House
ANO: 1986 PAÍS: EUA DURAÇÃO: 093 minutos DISTRIBUIDORA: DIREÇÃO: Steve Miner ROTEIRO: Mac Ahlberg ELENCO: William Katt; George Wendt; Kay Lenz; Richard Moll; Allyce Beasley CARACTERÍSTICAS: Colorido; Legendado
SINOPSE: Roger Cobb é um escritor famoso que, após se separar de sua esposa devido ao desaparecimento de seu filho, decide se mudar para a velha casa de sua finada tia para escrever um romance sobre suas experiências no Vietnam.
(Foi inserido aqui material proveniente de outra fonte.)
PR #229, opened 2017-01-27
[ERRAI-1022] Update cdi-demo-tagcloud so that it works on jetty9-server

treblereel:
JIRA: https://issues.jboss.org/browse/ERRAI-1022


mbarkley:
Thanks @treblereel.

PR #235, opened 2017-02-07
ERRAI-1019: +Fix MarshallerModelStrategy (details below)

csadilek:
- No longer stop searching after first portable class was
found, but instead collect all matches (a portable class
could be found in a project that is not a webapp e.g.
errai-common when executed from errai root)

- Avoid writing ServerMarshallerFactory.class  files to
target dirs of projects which are no webapps


mbarkley:
Jenkins, retest this.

Logo que chega descobre que sua tia se suicidou porque forças maléficas a fizeram cometer o terrível ato. Com o passar do tempo, o rapaz irá descobrir também que as tais forças sobrenaturais estão atuando com a única intenção de se vingar do escritor por ter cometido um erro no passado...uma mistura de terror e comédia...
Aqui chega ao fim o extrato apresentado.